◆ TASK ITEM
Stop after the line with "code simplified as requested"; until then, please copy every line of the records word for word from the first.

Collected data entries
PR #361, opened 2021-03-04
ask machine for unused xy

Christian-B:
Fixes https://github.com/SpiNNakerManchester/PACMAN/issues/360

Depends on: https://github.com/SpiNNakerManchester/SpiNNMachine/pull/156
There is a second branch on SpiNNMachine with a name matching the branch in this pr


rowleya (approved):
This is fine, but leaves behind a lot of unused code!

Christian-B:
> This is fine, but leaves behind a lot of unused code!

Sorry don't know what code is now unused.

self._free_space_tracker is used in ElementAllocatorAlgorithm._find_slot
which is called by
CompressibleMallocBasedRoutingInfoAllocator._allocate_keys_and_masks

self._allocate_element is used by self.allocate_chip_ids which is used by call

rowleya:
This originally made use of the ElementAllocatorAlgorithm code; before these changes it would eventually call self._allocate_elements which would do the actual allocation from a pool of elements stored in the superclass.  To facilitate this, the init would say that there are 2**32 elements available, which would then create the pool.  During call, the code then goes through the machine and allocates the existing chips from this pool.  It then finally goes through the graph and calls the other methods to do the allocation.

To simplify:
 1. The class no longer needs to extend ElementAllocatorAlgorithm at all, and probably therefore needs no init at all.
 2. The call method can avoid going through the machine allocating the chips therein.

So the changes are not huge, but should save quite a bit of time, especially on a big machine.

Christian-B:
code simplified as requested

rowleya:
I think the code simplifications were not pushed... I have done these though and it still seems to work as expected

◆ EXERCISE SOLUTION
PR #361, opened 2021-03-04
ask machine for unused xy

Christian-B:
Fixes https://github.com/SpiNNakerManchester/PACMAN/issues/360

Depends on: https://github.com/SpiNNakerManchester/SpiNNMachine/pull/156
There is a second branch on SpiNNMachine with a name matching the branch in this pr


rowleya (approved):
This is fine, but leaves behind a lot of unused code!

Christian-B:
> This is fine, but leaves behind a lot of unused code!

Sorry don't know what code is now unused.

self._free_space_tracker is used in ElementAllocatorAlgorithm._find_slot
which is called by
CompressibleMallocBasedRoutingInfoAllocator._allocate_keys_and_masks

self._allocate_element is used by self.allocate_chip_ids which is used by call

rowleya:
This originally made use of the ElementAllocatorAlgorithm code; before these changes it would eventually call self._allocate_elements which would do the actual allocation from a pool of elements stored in the superclass.  To facilitate this, the init would say that there are 2**32 elements available, which would then create the pool.  During call, the code then goes through the machine and allocates the existing chips from this pool.  It then finally goes through the graph and calls the other methods to do the allocation.

To simplify:
 1. The class no longer needs to extend ElementAllocatorAlgorithm at all, and probably therefore needs no init at all.
 2. The call method can avoid going through the machine allocating the chips therein.

So the changes are not huge, but should save quite a bit of time, especially on a big machine.

Christian-B:
code simplified as requested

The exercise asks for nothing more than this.